薑晚寧突然開口,語氣滿是堅定,眼神更是清明透亮,幹淨澄澈,並未摻雜任何的不純的心思,她認認真真地看著澹台靜,一字一頓道,“無論發生什麽事,我都不會離開他。如果您擔心我會拖累他,那麽,我可以拜您為師,如果您願意的話,您可以教我,我雖體弱,或許習武已經遲了,但我可以跟您學習醫術,我想,隻要我肯努力去學,無論什麽時候開始都不會晚。或許我處處都不如您,不如您會武功,會醫術,不如您聰明,有學識、有手段、有遠見,但我與他是兩情相悅,此生都已經認定了對方,除了生死,再無任何人,任何事能將我們二人分開!”
說完這番話後,薑晚寧長長地吐了一口氣,整個人像是徹底卸下了重擔一般,麵對澹台靜的時候,再也沒有了之前的緊張與自卑,反而滿是坦然與從容。
自信與光芒再一次回到了她的身上,並不是她認為自己變得優秀了,而是在剛才的那一瞬間,她回想了一遍自己與燕珩所經曆的風風雨雨,想起了他一遍又一遍地對她訴說的感情和愛意,讓她更加堅定了他們彼此之間的感情,而這種感情在到達了一定的深度之後,便再也不會因為任何人的出現而動搖。
澹台靜確實很優秀,很強大,很適合照顧燕珩,可難道就因為他們更適合,自己便要拋棄燕珩嗎?
或許更早一些時候的薑晚寧,確實會因為澹台靜的這一番話而反思自己,然後抱著為了他好這種愚蠢的念頭而離開他,既傷害了自己,也傷害了對方,但是現在的薑晚寧,在經曆了這麽多事情之後,想法早已經改變,性格也有了很大的變化,自己認定的事情,再也不會輕易動搖。
在薑晚寧開口說話的那一刻,澹台靜給燕珩擦汗的動作微微一頓,直到薑晚寧把話說完,才轉頭看向她。
眼前的女子終於徹底卸下了全部的偽裝,徹底在她的麵前綻放了光芒。
這一刻,薑晚寧眼裏流露出來的赤誠與堅定,讓澹台靜有一瞬間的愣神,很顯然,她已經有很久很久沒有看到過這樣自帶萬丈光芒的人了,她忍不住在心底暗暗感歎,不愧是被燕珩捧在心尖尖上的人,到底是與眾不同的。

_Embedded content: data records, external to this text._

Issue #165, opened 2024-11-14
Window and slice - using interpolant


ph-kev:
It would be helpful to slice or window a `OutputVar` using arbitrary values rather than the nearest value. It would also be helpful to explicit mention in the documentation that the nearest value is used rather than the value supplied.

PR #176, opened 2024-11-22
Add Var.slice_intp

ph-kev:
This PR adds slicing by using the interpolant of the `OutputVar`.

Helps with issue #165


Sbozzolo (commented):
I think that this should be a keyword argument in `slice`

PR #183, opened 2024-12-04
Add interpolation routine to make `Var.resampled_as` faster

### LINKED ISSUE #182: Var.resampled_as too much allocations
There are a lot of allocations done when resampling. For example, for 3 variables from the ERA5 dataset with 4 dimensions of size (360, 181, 37, 550), the approximate amount being allocated on the heap is nearly 300GB!

ph-kev:
closes #182 - This commit adds an interpolation routine that makes `resampled_as` and any other functions that use interpolations faster.

Checklist
- [x] Add benchmarks on postprocessing pipeline for 4D `OutputVar`s (see [issue](https://github.com/CliMA/ClimaCoupler.jl/pull/1094) on ClimaCoupler)
- [x] Add results from current postprocessing pipeline to demonstrate results do not change
- [x] Add this to NEWS.md

Benchmarks from `@time`
```
# Latest commit on main (on first run)
490.620013 seconds (6.27 G allocations: 370.999 GiB, 5.72% gc time, 9.64% compilation time: 13% of which was recompilation)

# Latest commit on main (on second run)
449.763246 seconds (6.19 G allocations: 365.709 GiB, 6.46% gc time, 0.27% compilation time)

# This PR (on first run)
166.437237 seconds (849.41 M allocations: 151.120 GiB, 7.57% gc time, 28.15% compilation time: 14% of which was recompilation)

# This PR (on second run)
125.102550 seconds (769.52 M allocations: 145.852 GiB, 8.16% gc time, 0.96% compilation time)
``` 

The image below is from the current postprocessing pipeline using the latest commit on main.
bias_pr_all_seasons_orig_intp

The image below is from the current postprocessing pipeline using this PR.
bias_pr_all_seasons_new_intp

### DIFF
--- a/NEWS.md
+++ b/NEWS.md
@@ -22,6 +22,11 @@ With this release, you can remake a `OutputVar` using an already existing `Outpu
 is helpful if you need to construct a new `OutputVar` from an already existing one, but only
 need to modify one field while leaving the other fields the same.
 
+## Add interpolation routine
+With this release, any functions that rely on interpolation now uses the interpolation
+routine written for ClimaAnalysis instead of Interpolations.jl. This substantially reduce
+the number and size of allocations when using these functions.
+
 v0.5.12
 -------
 
--- a/src/ClimaAnalysis.jl
+++ b/src/ClimaAnalysis.jl
@@ -5,6 +5,7 @@ include("Utils.jl")
 import .Utils
 
 include("Numerics.jl")
+include("Interpolations.jl")
 
 include("Var.jl")
 @reexport using .Var
--- a/src/Interpolations.jl
+++ b/src/Interpolations.jl
@@ -1,0 +1,276 @@
+module Interpolations
+
+#=
+Why not use Interpolations.jl?
+
+One of the most expensive operation in terms of time and memory is
+`Var.resampled_as(src_var, dest_var)` which uses an interpolation to resample `data` in
+`src_var` to match the `dims` in `dest_var`. However, interpolating using Interpolations.jl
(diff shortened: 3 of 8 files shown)


src/Numerics.jl
```diff
@@ -166,4 +166,248 @@ function _integration_weights_generic_equispaced(arr)
...
+
+function linear_interpolate(
+    point::Tuple,
+    axes,
+    data::AbstractArray{FT2, N},
+    extp_conds,
+) where {N, FT2}
+    point = promote(point...)
+    return linear_interpolate(point, axes, data, extp_conds)
+end
```
Sbozzolo, line 258: Can you add comments to explain what these methods are accomplishing?

src/Numerics.jl
```diff
@@ -166,4 +166,248 @@ function _integration_weights_generic_equispaced(arr)
...
+    end, N)
+end
+
+"""
+    get_indices(indices::NTuple{N, Tuple{I, I}}, bits) where {N, I}
+
+Given a tuple consisting of 2-tuple, return a tuple of one element from each tuple according to bits.
+"""
+function get_indices(indices::NTuple{N}, bits) where {N}
+    return ntuple(dim -> if (bits & (1 << (dim - 1)) != 0)
```
Sbozzolo, line 303: Can you add a link to where you found this bit manipulation?

Sbozzolo (commented):
Could you also move all the linear interpolation into its own module, so that it will be easier in the future to switch it to something else?

ph-kev:
This PR is not needed with https://github.com/CliMA/ClimaAnalysis.jl/pull/418 merged.

PR #282, opened 2025-05-27
Exclude NaNStatistics v0.6.51 and v0.6.52 in compat

ph-kev:
This commit upper bounds NaNStatistics to v0.6.50. This is because in v0.6.51 and v0.6.52, there is a bug with NaNStatistics, where `nanmean` is not correct. See the issue:
https://github.com/brenhinkeller/NaNStatistics.jl/issues/59.


ph-kev:
I am going to also add some text to NEWS.md about why those versions are excluded
.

澹台靜就這麽靜靜地看了薑晚寧許久,眼神之中帶著幾分審視的意味,雖然心裏已經接受了薑晚寧,但麵上卻並未顯露出來,更是盯著她許久都沒有說話。
這一次,薑晚寧感受到了來自澹台靜的壓力,但她卻並未退縮,始終直視著對方,保持著自己堅定的態度,沒有任何的退縮之意,那小狼一樣決絕的眼神,仿佛是在挑釁澹台靜一般,無論她如何說如何做,她方才的那一番話就放這兒了,絕對不會改變!
“跪下。”
不知過了多久,沉默的澹台靜終於開口,卻隻一臉嚴肅地說出了兩個字。
而此時此刻的薑晚寧,在突然聽到這兩個字的時候,她明顯愣了一瞬,但也僅僅隻是一瞬。
下一刻,她便毫不猶豫地跪在了澹台靜的麵前。